▸ Required work
Copy exactly the lines of the data below that run from the line holding "PR #35640, opened 2023-02-23" through the line holding "If we don't", both ends included.

▸ Information provided
++++++++++

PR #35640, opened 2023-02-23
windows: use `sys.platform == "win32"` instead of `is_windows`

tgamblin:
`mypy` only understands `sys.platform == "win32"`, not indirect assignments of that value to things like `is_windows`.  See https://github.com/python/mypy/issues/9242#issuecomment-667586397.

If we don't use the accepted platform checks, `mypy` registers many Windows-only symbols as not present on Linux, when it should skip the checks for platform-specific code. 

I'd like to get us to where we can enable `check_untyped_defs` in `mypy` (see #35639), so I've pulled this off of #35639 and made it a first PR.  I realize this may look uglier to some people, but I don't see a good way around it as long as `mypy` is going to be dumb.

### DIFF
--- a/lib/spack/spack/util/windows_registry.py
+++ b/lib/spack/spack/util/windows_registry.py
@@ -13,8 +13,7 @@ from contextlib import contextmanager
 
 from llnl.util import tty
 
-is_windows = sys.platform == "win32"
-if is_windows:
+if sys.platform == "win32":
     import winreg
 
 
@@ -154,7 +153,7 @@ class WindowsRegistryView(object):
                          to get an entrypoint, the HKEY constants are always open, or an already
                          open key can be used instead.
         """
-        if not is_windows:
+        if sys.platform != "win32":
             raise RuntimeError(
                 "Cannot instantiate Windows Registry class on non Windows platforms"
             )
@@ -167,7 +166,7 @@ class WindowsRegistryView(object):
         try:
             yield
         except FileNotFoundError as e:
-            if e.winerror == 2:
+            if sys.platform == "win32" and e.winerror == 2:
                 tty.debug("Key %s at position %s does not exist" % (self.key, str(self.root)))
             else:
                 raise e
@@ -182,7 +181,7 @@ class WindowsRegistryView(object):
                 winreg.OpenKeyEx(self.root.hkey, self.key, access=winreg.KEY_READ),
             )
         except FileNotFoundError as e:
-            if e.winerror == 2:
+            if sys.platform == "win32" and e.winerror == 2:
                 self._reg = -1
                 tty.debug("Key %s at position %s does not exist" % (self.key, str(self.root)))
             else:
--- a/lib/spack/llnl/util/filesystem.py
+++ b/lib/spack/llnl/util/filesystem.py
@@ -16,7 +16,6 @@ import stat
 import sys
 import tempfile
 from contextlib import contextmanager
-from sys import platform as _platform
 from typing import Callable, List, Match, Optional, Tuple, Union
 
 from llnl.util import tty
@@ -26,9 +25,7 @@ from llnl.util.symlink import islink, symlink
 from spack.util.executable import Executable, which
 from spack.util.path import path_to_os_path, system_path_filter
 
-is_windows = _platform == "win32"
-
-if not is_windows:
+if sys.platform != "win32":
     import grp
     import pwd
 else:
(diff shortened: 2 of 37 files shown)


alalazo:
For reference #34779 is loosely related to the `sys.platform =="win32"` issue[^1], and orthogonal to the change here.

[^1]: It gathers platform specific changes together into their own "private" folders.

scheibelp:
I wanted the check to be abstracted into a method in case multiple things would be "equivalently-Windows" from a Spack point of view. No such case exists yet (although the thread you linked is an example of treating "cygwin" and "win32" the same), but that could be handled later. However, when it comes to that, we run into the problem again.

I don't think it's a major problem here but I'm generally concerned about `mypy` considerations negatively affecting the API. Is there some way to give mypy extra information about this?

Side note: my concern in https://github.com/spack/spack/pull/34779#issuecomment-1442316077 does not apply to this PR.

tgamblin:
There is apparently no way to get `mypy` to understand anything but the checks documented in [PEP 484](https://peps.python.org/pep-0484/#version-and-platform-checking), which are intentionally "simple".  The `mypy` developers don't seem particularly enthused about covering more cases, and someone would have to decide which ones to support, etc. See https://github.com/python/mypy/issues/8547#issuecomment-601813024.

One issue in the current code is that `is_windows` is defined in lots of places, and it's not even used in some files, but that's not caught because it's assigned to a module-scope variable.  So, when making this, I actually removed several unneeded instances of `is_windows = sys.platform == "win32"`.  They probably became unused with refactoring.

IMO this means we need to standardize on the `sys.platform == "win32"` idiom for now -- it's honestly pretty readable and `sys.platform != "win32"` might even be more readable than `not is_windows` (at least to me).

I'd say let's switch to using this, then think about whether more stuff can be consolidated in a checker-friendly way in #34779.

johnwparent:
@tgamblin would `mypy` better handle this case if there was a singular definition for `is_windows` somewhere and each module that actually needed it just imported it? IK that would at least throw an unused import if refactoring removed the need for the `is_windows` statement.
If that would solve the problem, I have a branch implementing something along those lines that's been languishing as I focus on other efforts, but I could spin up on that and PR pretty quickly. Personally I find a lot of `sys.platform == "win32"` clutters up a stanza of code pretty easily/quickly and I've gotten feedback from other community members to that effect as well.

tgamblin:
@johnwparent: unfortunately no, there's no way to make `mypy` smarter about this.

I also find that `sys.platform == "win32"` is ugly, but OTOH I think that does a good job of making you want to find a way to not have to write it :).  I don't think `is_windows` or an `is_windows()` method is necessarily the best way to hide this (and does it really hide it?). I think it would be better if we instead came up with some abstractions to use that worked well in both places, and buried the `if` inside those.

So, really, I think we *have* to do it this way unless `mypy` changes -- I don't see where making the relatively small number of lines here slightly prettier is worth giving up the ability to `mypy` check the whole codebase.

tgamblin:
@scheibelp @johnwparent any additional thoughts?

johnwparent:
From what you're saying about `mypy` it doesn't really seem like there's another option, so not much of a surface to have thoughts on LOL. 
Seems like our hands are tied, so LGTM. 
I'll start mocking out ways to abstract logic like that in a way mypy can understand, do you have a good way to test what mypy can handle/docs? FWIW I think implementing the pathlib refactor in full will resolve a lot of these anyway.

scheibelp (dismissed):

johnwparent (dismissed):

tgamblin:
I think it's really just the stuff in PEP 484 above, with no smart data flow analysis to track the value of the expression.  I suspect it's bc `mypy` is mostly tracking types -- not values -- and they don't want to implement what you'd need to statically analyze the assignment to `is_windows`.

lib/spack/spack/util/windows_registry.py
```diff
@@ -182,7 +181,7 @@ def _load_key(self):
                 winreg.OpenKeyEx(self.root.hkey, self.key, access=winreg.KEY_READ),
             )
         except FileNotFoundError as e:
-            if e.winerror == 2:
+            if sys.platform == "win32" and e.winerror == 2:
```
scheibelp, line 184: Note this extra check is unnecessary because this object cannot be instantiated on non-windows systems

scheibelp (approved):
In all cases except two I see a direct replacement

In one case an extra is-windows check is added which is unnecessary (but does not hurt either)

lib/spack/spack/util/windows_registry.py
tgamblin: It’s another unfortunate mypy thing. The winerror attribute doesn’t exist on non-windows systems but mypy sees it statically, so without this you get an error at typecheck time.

++++++++++

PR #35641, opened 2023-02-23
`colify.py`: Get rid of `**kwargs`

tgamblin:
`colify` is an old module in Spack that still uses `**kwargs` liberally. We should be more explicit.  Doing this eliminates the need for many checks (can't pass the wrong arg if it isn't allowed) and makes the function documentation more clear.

++++++++++

▸ Reply to the task
PR #35640, opened 2023-02-23
windows: use `sys.platform == "win32"` instead of `is_windows`

tgamblin:
`mypy` only understands `sys.platform == "win32"`, not indirect assignments of that value to things like `is_windows`.  See https://github.com/python/mypy/issues/9242#issuecomment-667586397.

If we don't use the accepted platform checks, `mypy` registers many Windows-only symbols as not present on Linux, when it should skip the checks for platform-specific code. 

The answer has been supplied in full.